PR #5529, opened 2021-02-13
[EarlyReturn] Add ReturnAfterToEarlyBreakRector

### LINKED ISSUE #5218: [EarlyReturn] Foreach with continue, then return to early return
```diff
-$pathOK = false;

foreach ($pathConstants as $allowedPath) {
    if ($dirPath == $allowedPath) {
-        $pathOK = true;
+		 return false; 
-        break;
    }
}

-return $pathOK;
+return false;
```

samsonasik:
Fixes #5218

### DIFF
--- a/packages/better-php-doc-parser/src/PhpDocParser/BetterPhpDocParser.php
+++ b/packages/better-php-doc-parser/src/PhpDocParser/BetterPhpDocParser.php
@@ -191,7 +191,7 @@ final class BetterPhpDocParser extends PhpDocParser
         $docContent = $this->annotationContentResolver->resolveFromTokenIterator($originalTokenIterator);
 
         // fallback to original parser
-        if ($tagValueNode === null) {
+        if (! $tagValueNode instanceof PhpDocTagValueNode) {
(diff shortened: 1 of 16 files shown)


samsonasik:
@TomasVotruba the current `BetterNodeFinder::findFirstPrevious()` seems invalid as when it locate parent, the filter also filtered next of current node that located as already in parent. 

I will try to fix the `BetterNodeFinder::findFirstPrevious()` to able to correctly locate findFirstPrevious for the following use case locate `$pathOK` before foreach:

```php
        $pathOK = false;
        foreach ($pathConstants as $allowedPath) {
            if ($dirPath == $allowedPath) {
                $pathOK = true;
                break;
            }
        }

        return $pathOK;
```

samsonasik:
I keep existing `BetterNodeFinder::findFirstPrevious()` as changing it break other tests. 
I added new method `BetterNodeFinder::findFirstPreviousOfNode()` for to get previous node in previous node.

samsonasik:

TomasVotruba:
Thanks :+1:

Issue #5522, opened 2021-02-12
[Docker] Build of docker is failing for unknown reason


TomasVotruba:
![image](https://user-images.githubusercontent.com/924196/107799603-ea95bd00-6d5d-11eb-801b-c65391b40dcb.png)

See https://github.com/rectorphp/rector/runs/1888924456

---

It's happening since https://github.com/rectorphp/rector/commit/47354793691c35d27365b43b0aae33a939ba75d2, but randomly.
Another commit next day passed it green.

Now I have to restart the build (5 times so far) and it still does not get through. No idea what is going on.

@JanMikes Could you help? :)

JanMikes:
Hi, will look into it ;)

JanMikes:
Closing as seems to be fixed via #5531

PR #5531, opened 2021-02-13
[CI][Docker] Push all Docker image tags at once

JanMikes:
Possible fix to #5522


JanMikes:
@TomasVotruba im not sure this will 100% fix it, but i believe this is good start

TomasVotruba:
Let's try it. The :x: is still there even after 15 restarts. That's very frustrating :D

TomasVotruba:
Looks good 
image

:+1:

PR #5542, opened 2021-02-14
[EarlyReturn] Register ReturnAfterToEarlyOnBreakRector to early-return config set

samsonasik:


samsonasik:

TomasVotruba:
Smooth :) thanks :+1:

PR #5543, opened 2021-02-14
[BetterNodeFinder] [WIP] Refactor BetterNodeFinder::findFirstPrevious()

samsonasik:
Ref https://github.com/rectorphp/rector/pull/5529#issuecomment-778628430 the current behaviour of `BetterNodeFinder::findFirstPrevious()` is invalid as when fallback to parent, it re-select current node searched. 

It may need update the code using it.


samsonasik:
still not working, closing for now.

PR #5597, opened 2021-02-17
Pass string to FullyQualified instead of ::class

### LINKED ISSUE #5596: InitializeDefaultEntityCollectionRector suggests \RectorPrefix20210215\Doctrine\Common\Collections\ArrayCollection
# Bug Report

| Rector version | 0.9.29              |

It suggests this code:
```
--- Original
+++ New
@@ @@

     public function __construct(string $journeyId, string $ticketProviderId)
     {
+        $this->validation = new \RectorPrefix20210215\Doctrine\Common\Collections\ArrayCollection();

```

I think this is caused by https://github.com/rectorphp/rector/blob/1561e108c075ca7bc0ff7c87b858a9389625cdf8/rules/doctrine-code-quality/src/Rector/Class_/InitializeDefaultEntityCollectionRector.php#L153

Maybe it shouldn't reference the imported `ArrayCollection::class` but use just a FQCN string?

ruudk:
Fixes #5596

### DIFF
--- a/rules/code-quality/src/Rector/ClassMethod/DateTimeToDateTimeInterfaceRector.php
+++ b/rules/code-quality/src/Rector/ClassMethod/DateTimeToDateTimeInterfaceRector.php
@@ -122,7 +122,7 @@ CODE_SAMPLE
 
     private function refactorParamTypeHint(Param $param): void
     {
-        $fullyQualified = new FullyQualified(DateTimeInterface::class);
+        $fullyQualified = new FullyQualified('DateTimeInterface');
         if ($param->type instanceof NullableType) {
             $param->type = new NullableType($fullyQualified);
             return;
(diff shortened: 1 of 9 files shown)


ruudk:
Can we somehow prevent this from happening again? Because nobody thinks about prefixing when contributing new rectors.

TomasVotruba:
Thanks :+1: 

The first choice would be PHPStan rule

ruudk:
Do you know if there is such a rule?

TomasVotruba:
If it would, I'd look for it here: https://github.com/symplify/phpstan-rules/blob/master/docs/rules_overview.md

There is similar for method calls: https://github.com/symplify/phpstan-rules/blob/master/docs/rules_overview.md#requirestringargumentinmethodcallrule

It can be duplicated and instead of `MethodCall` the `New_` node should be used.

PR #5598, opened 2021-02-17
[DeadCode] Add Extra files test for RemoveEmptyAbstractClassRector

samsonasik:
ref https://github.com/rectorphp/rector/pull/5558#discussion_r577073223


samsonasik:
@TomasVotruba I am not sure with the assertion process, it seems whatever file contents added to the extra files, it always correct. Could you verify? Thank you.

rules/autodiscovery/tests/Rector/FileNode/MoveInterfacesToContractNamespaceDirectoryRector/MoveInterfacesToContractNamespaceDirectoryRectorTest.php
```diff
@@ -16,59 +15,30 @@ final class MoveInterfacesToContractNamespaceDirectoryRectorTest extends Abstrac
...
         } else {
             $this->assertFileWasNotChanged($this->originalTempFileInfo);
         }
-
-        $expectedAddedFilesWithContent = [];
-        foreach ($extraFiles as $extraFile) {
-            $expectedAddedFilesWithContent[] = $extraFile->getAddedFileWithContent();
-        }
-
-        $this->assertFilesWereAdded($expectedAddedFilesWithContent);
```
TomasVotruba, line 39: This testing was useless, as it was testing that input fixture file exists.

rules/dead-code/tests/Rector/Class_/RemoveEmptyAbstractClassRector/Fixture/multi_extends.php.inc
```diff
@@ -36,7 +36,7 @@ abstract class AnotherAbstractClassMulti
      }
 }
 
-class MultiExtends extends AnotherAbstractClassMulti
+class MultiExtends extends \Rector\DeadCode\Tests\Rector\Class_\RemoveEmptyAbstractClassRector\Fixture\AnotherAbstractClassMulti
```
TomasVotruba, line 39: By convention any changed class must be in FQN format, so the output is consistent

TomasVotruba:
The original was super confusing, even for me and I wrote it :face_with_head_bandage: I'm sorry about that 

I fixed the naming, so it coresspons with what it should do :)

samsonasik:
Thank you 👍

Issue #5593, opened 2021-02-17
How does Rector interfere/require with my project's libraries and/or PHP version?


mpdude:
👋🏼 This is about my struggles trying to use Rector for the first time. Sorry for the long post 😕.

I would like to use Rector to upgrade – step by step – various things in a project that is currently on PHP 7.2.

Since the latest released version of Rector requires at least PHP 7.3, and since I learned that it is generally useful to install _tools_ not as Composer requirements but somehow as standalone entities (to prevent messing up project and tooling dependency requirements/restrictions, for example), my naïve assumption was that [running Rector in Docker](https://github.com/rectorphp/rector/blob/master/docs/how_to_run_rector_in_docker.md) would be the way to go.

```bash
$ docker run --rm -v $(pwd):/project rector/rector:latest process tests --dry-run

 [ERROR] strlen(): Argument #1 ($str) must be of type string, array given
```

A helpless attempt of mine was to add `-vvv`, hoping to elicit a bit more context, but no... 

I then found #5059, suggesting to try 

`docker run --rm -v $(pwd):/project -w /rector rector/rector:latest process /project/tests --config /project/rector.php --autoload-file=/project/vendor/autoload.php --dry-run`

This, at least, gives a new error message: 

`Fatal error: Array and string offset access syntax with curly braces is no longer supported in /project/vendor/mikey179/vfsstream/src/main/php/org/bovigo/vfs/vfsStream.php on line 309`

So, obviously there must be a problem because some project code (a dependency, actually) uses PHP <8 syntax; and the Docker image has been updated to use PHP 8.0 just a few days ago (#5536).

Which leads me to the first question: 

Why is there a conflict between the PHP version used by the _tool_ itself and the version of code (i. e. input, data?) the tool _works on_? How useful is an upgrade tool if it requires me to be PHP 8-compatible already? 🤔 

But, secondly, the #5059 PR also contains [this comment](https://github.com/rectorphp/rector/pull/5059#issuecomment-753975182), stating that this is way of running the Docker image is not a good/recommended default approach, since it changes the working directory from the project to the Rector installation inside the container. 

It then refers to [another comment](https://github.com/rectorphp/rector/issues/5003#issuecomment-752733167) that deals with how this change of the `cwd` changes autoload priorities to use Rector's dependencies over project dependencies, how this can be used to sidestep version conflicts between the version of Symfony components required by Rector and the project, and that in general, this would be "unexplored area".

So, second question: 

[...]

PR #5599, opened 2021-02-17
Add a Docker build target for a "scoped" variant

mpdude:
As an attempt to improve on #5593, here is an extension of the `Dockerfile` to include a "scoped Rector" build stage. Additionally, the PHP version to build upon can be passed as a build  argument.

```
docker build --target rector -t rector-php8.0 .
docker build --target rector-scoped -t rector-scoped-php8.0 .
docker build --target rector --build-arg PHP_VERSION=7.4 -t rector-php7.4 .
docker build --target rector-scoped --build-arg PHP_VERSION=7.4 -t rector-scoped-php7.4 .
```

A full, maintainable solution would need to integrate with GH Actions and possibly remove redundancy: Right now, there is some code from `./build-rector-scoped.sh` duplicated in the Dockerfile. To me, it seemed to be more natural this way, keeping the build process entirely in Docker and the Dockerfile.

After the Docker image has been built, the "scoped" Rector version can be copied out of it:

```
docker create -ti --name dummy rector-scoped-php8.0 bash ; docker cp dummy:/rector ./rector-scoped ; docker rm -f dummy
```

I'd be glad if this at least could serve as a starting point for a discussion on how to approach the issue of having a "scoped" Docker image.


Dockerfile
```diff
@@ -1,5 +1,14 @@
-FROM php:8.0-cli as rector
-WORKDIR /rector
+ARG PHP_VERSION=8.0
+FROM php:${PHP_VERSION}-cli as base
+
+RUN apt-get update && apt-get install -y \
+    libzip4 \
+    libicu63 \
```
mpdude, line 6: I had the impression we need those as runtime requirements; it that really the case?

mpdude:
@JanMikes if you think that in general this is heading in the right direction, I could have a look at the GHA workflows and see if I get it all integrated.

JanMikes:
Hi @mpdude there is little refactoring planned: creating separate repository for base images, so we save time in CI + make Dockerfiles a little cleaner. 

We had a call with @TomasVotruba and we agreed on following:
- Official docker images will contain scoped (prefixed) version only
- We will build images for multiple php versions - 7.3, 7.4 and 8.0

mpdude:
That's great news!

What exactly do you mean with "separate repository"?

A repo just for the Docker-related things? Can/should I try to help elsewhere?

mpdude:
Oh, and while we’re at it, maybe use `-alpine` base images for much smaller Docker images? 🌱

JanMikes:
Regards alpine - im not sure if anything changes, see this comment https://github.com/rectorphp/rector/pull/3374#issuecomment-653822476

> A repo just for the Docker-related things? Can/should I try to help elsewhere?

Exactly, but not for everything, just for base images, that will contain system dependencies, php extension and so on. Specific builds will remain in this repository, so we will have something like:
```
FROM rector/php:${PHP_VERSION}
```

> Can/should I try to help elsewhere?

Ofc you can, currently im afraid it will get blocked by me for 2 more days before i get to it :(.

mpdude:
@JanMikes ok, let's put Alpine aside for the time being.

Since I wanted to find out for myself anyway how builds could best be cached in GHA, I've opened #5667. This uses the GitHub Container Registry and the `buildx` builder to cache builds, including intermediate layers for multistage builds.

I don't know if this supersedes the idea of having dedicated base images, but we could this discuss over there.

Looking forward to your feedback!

:: WHAT IS NEEDED ::
The line containing "($tagValueNode === null)" marks the end: copy exactly every line from the top of the data above down to it, that line included.

:: WRITTEN SOLUTION ::
PR #5529, opened 2021-02-13
[EarlyReturn] Add ReturnAfterToEarlyBreakRector

### LINKED ISSUE #5218: [EarlyReturn] Foreach with continue, then return to early return
```diff
-$pathOK = false;

foreach ($pathConstants as $allowedPath) {
    if ($dirPath == $allowedPath) {
-        $pathOK = true;
+		 return false; 
-        break;
    }
}

-return $pathOK;
+return false;
```

samsonasik:
Fixes #5218

### DIFF
--- a/packages/better-php-doc-parser/src/PhpDocParser/BetterPhpDocParser.php
+++ b/packages/better-php-doc-parser/src/PhpDocParser/BetterPhpDocParser.php
@@ -191,7 +191,7 @@ final class BetterPhpDocParser extends PhpDocParser
         $docContent = $this->annotationContentResolver->resolveFromTokenIterator($originalTokenIterator);
 
         // fallback to original parser
-        if ($tagValueNode === null) {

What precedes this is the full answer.